→ Records for this exercise
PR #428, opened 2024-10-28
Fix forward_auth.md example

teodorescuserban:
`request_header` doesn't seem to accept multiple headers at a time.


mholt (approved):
--
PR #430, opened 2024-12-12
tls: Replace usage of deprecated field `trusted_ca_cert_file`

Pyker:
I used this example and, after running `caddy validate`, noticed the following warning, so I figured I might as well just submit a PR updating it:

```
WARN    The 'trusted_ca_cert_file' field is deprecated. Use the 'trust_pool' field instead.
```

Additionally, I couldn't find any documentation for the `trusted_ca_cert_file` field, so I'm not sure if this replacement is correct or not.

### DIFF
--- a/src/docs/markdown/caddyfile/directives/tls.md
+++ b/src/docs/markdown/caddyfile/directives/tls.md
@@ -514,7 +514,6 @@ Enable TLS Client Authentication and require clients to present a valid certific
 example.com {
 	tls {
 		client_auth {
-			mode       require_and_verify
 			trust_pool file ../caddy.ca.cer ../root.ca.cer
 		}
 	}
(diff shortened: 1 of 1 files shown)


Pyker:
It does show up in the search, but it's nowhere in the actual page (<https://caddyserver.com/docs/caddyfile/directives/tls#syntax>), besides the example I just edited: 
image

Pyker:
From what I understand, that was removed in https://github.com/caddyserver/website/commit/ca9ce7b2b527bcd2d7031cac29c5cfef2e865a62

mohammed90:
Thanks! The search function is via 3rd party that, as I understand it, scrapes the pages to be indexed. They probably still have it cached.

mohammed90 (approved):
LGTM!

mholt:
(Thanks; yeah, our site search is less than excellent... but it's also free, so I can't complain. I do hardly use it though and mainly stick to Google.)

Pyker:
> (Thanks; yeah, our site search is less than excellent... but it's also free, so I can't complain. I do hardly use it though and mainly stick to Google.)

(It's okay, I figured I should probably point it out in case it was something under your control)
...
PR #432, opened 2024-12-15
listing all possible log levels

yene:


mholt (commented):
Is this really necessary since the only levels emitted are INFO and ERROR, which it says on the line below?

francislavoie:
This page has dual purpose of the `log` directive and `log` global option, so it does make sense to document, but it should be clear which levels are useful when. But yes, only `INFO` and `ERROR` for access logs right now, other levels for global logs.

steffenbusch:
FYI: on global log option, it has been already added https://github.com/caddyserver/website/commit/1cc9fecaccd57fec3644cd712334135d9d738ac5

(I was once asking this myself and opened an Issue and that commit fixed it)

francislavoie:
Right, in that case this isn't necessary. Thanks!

→ Aim of the task
Look through the records and copy down every line that holds "github".

→ Solution for this task
From what I understand, that was removed in https://github.com/caddyserver/website/commit/ca9ce7b2b527bcd2d7031cac29c5cfef2e865a62
FYI: on global log option, it has been already added https://github.com/caddyserver/website/commit/1cc9fecaccd57fec3644cd712334135d9d738ac5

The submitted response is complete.